Consolidating backups in cloud environments

Having witnessed or experienced the swathe of recent high-profile cyber outages and attacks, organisations now need to look at what can be learned to mitigate such impact in the future. Terry Storrar, Managing Director, Leaseweb UK, states that reliable access, performance and protection of mission critical data can never be taken for granted, especially in cloud environments.

“Resilience is now just as important as performance and scalability”, says Storrar. “Cloud platforms provide highly available environments for running applications and storing data. However, backup and recovery strategies remain a shared responsibility between providers and customers. As such, hosting data in the cloud does by no means automatically guarantee it is protected from accidental deletion, misconfiguration or malicious attacks”.

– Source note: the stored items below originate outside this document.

PR #503, opened 2024-11-13
Onboard IaaS volume commands

GokceGK:
Volume

- list
- describe
- create
- delete
- resize
- update
- performance-class
       - list
       - describe

### DIFF
--- a/internal/cmd/beta/volume/create/create.go
+++ b/internal/cmd/beta/volume/create/create.go
@@ -53,16 +53,16 @@ func NewCmd(p *print.Printer) *cobra.Command {
 		Args:  args.NoArgs,
 		Example: examples.Build(
 			examples.NewExample(
-				`Create a volume with availability zone "eu01-1"`,
-				`$ stackit beta volume create --availability-zone eu01-1`,
+				`Create a volume with availability zone "eu01-1" and size 64 GB`,
+				`$ stackit beta volume create --availability-zone eu01-1 --size 64`,
 			),
 			examples.NewExample(
-				`Create a volume with name "volume-1"`,
-				`$ stackit beta volume create --availability-zone eu01-1 --name volume-1`,
+				`Create a volume with name "volume-1", source id "xxx" and type "image"`,
+				`$ stackit beta volume create --availability-zone eu01-1 --name volume-1 --source-id xxx --source-type image`,
 			),
 			examples.NewExample(
-				`Create a volume with availability zone "eu01-1", performance class "storage_premium_perf1"`,
-				`$ stackit beta volume create --availability-zone eu01-1 --performance-class storage_premium_perf1`,
+				`Create a volume with availability zone "eu01-1", performance class "storage_premium_perf1" and size 64 GB`,
+				`$ stackit beta volume create --availability-zone eu01-1 --performance-class storage_premium_perf1 --size 64`,
 			),
 		),
 		RunE: func(cmd *cobra.Command, args []string) error {
--- a/internal/cmd/beta/volume/create/create.go
+++ b/internal/cmd/beta/volume/create/create.go
@@ -57,7 +57,7 @@ func NewCmd(p *print.Printer) *cobra.Command {
 				`$ stackit beta volume create --availability-zone eu01-1 --size 64`,
 			),
 			examples.NewExample(
-				`Create a volume with name "volume-1", source id "xxx" and type "image"`,
+				`Create a volume with name "volume-1", from a source image with ID "xxx"`,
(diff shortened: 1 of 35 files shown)


internal/cmd/beta/volume/create/create.go
```diff
@@ -0,0 +1,219 @@
...
+				`$ stackit beta volume create --availability-zone eu01-1`,
+			),
+			examples.NewExample(
+				`Create a volume with name "volume-1"`,
+				`$ stackit beta volume create --availability-zone eu01-1 --name volume-1`,
+			),
+			examples.NewExample(
+				`Create a volume with availability zone "eu01-1", performance class "storage_premium_perf1"`,
+				`$ stackit beta volume create --availability-zone eu01-1 --performance-class storage_premium_perf1`,
+			),
```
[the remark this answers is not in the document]
joaopalet: Either way, we should have an example to create a volume given a size, at least one from an image for example

internal/cmd/beta/volume/describe/describe.go
```diff
@@ -0,0 +1,156 @@
...
+		table.AddRow("VOLUME SIZE (GB)", *volume.Size)
+		table.AddSeparator()
+		table.AddRow("PERFORMANCE CLASS", *volume.PerformanceClass)
+		table.AddSeparator()
+		table.AddRow("AVAILABILITY ZONE", *volume.AvailabilityZone)
+		table.AddSeparator()
+		table.AddRow("SOURCE", sourceId)
+		table.AddSeparator()
+		table.AddRow("SERVER", serverId)
+		table.AddSeparator()
```
joaopalet, line 148: This will show these field even if they're empty, right? We can show conditionally

joaopalet: Also we could show the size, if the field is present

internal/cmd/beta/volume/list/list.go
```diff
@@ -0,0 +1,181 @@
...
+		Args:  args.NoArgs,
+		Example: examples.Build(
+			examples.NewExample(
+				`Lists all volumes`,
+				"$ stackit beta volume list",
+			),
+			examples.NewExample(
+				`Lists all volumes which contains the label xxx`,
+				"$ stackit beta volume list --label-selector xxx",
+			),
```
joaopalet, line 48: 👍

internal/cmd/beta/volume/list/list.go
```diff
@@ -0,0 +1,181 @@
...
+		details, err := yaml.MarshalWithOptions(volumes, yaml.IndentSequence(true))
+		if err != nil {
+			return fmt.Errorf("marshal volume: %w", err)
+		}
+		p.Outputln(string(details))
+
+		return nil
+	default:
+		table := tables.NewTable()
+		table.SetHeader("ID", "Name", "Status", "Server", "Public IP")
```
joaopalet, line 167: The header columns are not matching the row values

internal/cmd/beta/volume/update/update.go
```diff
@@ -0,0 +1,173 @@
...
+	payload := iaas.UpdateVolumePayload{
+		Name:        model.Name,
+		Description: model.Description,
+		Labels:      labelsMap,
+	}
+
+	return req.UpdateVolumePayload(payload)
+}
+
+func outputResult(p *print.Printer, model *inputModel, projectLabel string, volume *iaas.Volume) error {
```
joaopalet, line 151: From the `RunE`, we are passing the volume name as third argument (and not the project label)

joaopalet: The output text in `default:` needs to be adjusted also

internal/cmd/beta/volume/resize/resize.go
```diff
@@ -0,0 +1,128 @@
...
+			p.Outputf("Resized volume %q.\n", volumeLabel)
+			return nil
+		},
+	}
+	configureFlags(cmd)
+	return cmd
+}
+
+func configureFlags(cmd *cobra.Command) {
+	cmd.Flags().Int64(sizeFlag, 0, "Volume size")
```
joaopalet, line 88:
```suggestion
	cmd.Flags().Int64(sizeFlag, 0, "Volume size (GB)")
```

internal/cmd/beta/volume/describe/describe.go
GokceGK: I think volume will always have a size even if we dont parse it in creation

internal/cmd/beta/volume/create/create.go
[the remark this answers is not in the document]
GokceGK: nice catch, thx. Edited the examples to cover both cases

joaopalet (approved):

He adds: “That’s why robust backup strategies remain a critical part of modern cloud architecture. It is very common for organisations to adopt layered approaches combining secure cloud-based backups with immutable storage and offline copies. Integrating a combination of different security measures ensures that even if production environments are disrupted, data can be restored quickly with minimal downtime and impact on operations. For organisations running critical workloads in the cloud, backups should never be an afterthought”.

Clearly, backup and recovery strategies are not a one-size-fits-all solution. Organisations must take the time to truly understand the potential threats they may face, and invest in thorough and tailored strategies to keep their data safe in the long run.